All that should come back is the lines of the data below from the one containing "-12,10 +12,33 @@ import aiosqlite" to the one containing "logger = logging.getLogger(__name__)", inclusive, exactly as they stand.

### [Data for analysis]
§

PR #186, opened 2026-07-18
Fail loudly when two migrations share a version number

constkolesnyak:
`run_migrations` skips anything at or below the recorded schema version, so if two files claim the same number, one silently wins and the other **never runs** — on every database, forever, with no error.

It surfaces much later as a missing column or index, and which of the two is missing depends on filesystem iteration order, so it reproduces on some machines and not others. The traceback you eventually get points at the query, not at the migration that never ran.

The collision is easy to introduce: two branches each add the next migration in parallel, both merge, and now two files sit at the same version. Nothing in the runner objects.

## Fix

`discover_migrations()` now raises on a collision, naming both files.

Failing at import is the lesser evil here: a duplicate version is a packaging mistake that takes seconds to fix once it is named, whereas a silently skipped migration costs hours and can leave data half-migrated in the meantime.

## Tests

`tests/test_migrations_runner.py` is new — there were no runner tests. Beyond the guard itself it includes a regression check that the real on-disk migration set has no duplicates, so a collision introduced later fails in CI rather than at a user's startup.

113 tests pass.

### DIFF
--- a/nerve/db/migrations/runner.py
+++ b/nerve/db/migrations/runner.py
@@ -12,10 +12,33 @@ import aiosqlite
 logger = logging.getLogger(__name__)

§

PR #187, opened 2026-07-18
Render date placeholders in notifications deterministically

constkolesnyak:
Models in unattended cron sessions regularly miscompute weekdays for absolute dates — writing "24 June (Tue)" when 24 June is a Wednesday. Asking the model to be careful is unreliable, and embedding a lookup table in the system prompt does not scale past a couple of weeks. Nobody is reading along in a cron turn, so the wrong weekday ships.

§

### [Finished exercise]
@@ -12,10 +12,33 @@ import aiosqlite
 logger = logging.getLogger(__name__)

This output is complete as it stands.